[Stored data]
----------

PR #301, opened 2022-11-29
Fix 'netplan ip leases' crash (LP: #1996941)

daniloegea:
When the interface is not defined in the Netplan configuration, the command 'generate --mapping' will return nothing.

## Description

Fix for [LP#1996941](https://bugs.launchpad.net/netplan/+bug/1996941)

## Checklist

### DIFF
--- a/netplan/cli/commands/ip.py
+++ b/netplan/cli/commands/ip.py
@@ -147,6 +147,9 @@ class NetplanIpLeases(utils.NetplanCommand):
             out = subprocess.check_output(argv, universal_newlines=True)
         except CalledProcessError:  # pragma: nocover (better be covered in autopkgtest)
             sys.exit(1)
+        if not out:
+            print("Interface '%s' is not managed by Netplan" % self.interface, file=sys.stderr)
+            sys.exit(1)
         mapping = {}
         mapping_s = out.split(',')
         for keyvalue in mapping_s:
--- a/netplan/cli/commands/ip.py
+++ b/netplan/cli/commands/ip.py
@@ -147,9 +147,6 @@ class NetplanIpLeases(utils.NetplanCommand):
             out = subprocess.check_output(argv, universal_newlines=True)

----------

_Assignment_
The answer must consist of every line from the data that holds the string "interface".

_Task output_
When the interface is not defined in the Netplan configuration, the command 'generate --mapping' will return nothing.
+            print("Interface '%s' is not managed by Netplan" % self.interface, file=sys.stderr)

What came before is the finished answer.